■ Problem requirements: Please transcribe exactly, and only, the lines of the data below between the line holding "in the future." and the line holding "PR #839, opened 2022-11-11", inclusive.
Material for the task: Begin
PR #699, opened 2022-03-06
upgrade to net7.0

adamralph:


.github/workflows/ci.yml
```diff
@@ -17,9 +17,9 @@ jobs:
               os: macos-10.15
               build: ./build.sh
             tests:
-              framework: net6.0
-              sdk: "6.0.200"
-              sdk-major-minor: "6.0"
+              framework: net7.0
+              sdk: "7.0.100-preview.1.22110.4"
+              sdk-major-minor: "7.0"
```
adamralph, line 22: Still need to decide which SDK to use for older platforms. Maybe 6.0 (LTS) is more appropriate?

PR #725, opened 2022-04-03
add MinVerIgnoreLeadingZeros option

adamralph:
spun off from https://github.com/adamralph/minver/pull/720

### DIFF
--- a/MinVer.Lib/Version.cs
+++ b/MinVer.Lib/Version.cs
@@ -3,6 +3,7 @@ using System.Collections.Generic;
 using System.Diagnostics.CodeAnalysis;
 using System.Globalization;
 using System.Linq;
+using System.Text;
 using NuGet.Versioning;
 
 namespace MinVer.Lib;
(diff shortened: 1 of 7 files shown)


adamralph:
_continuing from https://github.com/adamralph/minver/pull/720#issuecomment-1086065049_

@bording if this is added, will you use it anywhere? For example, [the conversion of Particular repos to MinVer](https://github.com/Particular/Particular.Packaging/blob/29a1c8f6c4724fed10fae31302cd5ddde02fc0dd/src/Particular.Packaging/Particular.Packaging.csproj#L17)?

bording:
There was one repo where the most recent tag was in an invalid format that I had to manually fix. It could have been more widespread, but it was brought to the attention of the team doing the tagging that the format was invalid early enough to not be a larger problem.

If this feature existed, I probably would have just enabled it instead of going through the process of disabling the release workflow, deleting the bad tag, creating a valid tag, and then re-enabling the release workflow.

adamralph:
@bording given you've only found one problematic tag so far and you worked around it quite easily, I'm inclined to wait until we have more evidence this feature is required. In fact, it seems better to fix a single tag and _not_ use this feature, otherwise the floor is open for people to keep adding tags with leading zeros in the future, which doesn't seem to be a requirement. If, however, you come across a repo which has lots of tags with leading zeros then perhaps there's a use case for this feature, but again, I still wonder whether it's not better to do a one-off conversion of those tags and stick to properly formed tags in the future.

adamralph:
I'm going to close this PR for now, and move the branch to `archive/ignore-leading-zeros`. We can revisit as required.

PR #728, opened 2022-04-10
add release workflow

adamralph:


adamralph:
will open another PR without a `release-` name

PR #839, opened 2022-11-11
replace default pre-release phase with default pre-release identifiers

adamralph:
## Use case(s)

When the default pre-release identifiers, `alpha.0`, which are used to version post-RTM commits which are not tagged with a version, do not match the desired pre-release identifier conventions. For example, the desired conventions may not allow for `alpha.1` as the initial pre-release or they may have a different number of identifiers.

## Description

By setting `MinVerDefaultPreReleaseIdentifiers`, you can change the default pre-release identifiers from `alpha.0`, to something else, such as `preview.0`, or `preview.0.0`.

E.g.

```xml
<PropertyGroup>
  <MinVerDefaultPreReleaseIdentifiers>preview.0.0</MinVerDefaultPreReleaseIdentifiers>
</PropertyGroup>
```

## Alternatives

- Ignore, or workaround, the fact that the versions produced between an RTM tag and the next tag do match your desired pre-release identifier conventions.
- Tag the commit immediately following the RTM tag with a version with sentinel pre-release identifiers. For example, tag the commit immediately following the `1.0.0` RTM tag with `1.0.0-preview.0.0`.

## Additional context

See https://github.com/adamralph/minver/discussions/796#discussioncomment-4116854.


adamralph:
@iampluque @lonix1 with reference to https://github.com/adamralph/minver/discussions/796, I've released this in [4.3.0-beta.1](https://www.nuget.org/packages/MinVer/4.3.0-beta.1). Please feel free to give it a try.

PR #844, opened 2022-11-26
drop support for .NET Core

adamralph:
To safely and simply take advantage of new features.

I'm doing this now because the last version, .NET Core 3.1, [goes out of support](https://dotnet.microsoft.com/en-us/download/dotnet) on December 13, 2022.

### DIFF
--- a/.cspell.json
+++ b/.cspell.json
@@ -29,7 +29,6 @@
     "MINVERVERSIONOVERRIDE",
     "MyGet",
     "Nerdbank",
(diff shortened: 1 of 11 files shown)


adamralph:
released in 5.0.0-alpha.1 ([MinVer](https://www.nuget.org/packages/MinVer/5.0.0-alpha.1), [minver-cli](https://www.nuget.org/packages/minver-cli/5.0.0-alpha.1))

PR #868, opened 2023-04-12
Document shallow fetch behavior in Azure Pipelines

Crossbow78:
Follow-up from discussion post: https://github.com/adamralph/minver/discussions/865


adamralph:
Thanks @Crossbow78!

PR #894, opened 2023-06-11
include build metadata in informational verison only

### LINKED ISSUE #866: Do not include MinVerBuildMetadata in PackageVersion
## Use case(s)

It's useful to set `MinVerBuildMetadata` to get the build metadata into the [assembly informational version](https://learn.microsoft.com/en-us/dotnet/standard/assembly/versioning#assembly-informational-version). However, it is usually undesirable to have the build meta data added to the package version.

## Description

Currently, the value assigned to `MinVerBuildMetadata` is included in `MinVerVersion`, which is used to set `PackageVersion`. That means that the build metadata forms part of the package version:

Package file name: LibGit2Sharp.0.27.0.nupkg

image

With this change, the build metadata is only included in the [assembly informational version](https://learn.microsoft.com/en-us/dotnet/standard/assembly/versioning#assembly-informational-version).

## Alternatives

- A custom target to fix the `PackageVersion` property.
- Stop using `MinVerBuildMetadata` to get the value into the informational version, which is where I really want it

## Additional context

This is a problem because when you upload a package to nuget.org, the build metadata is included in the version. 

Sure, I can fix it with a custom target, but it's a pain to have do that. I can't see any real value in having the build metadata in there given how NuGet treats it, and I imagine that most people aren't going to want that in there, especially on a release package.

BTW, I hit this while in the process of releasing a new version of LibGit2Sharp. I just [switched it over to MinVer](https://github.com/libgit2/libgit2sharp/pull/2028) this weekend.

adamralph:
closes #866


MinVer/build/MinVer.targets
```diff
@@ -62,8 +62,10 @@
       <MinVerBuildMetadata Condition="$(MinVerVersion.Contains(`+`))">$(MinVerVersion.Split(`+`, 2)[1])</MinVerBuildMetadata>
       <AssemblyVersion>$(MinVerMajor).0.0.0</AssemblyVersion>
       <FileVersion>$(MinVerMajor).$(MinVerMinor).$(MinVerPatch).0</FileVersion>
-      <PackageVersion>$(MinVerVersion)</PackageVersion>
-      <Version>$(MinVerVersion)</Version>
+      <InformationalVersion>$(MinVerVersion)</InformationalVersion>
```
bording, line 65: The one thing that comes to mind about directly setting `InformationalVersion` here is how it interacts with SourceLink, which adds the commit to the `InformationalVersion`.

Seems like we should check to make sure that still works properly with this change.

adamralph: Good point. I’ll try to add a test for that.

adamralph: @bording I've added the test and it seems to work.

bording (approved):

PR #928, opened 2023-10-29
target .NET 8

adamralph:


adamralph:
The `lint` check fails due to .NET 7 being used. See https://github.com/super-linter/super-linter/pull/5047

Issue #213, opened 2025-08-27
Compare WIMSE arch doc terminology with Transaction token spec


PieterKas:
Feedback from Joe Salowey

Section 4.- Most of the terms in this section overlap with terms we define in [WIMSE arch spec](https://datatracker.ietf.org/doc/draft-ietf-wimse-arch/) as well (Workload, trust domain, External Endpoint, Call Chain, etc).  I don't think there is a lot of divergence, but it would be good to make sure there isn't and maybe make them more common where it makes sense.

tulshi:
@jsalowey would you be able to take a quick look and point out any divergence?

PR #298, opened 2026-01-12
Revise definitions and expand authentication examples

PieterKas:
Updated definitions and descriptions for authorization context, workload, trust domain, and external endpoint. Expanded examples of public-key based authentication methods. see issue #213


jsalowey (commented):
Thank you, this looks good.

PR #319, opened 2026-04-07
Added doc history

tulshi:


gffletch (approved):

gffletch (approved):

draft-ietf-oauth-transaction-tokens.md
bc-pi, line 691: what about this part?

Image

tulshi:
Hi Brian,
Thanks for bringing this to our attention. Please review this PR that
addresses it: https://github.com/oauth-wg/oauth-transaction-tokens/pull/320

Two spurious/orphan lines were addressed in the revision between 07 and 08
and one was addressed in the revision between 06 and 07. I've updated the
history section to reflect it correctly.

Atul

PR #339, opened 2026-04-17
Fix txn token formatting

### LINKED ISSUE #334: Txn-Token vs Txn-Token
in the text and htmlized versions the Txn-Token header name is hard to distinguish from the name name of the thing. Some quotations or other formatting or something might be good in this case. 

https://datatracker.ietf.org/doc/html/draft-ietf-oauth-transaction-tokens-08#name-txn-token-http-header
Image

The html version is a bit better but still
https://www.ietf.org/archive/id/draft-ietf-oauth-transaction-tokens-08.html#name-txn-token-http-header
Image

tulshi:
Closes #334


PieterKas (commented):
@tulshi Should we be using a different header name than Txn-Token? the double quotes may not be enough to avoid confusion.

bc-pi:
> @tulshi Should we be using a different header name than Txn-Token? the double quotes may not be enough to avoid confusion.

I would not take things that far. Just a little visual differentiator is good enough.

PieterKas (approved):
Material for the task: End
■ Result:
@bording given you've only found one problematic tag so far and you worked around it quite easily, I'm inclined to wait until we have more evidence this feature is required. In fact, it seems better to fix a single tag and _not_ use this feature, otherwise the floor is open for people to keep adding tags with leading zeros in the future, which doesn't seem to be a requirement. If, however, you come across a repo which has lots of tags with leading zeros then perhaps there's a use case for this feature, but again, I still wonder whether it's not better to do a one-off conversion of those tags and stick to properly formed tags in the future.

adamralph:
I'm going to close this PR for now, and move the branch to `archive/ignore-leading-zeros`. We can revisit as required.

PR #728, opened 2022-04-10
add release workflow

adamralph:


adamralph:
will open another PR without a `release-` name

PR #839, opened 2022-11-11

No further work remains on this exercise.